Visual inspection of several hundred structures from the PDB, in silico investigation of about 100 selected candidates, and finally experimental examination of 12 of them, led to selection of two potentially useful scaffold proteins. The first candidate was based on the human PIH1 domain-containing protein 1 (UniProt ID Q9NWS0, structure of PDB ID 4PSF [42
]) and the second one on the alpha-X beta2 integrin I domain (UniProt ID P20702, structure of PDB ID 1N3Y [52
]). The latter of the two candidates is going to be developed further in the near future.
We preferred the 4PSF protein structure because it contained two surface patches amenable for independent mutagenesis. Thus, we modified the 4PSF protein construct into the protein scaffold construct called ProBi that was ready to be used in both ribosome and yeast display technology. For the purpose of this work, we focused on one of the patches and utilized the ribosome display to evolve the ProBi scaffold into the binders of interleukin-10 with nanomolar affinity.
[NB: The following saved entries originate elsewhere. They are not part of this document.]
PR #657, opened 2024-05-27
Added function to normalise date strings

keegansmith21:
Added a function to give a generic datetime string for any valid input datetime string. 

I made this because I was running into issues when running tests locally. When uploading to Bigquery, the string will change format to +0000UTC, regardless of what the timezone of the local string is.

The idea is to put both the local and the uploaded version of the strings through the normalising function and they should always be the same if they represent identical datetimes.

### DIFF
--- a/observatory_platform/date_utils.py
+++ b/observatory_platform/date_utils.py
@@ -14,19 +14,22 @@
 
 # Author: Keegan Smith
 
+from datetime import datetime
+from typing import Union
 from zoneinfo import ZoneInfo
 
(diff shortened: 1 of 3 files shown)


jdddog (commented):
Thanks for the PR Keegan.

Perhaps it would be better to use pendulum, which is already installed, rather than installing a new package?

You can use `pendulum.parse("your-date-time", strict=False)` to parse the date.

jdddog (approved):
Thanks Keegan!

In the future, we plan to include more scaffold candidates and concentrate on their other features, such as signaling inhibition, immunogenicity, and selectivity.
In this work, we present a proof of concept methodology to identify protein structures that could be converted into a new protein scaffold constructs. We experimentally proved that at least one of them could be adapted into binders of a medically important target with nanomolar affinity by methods of directed evolution.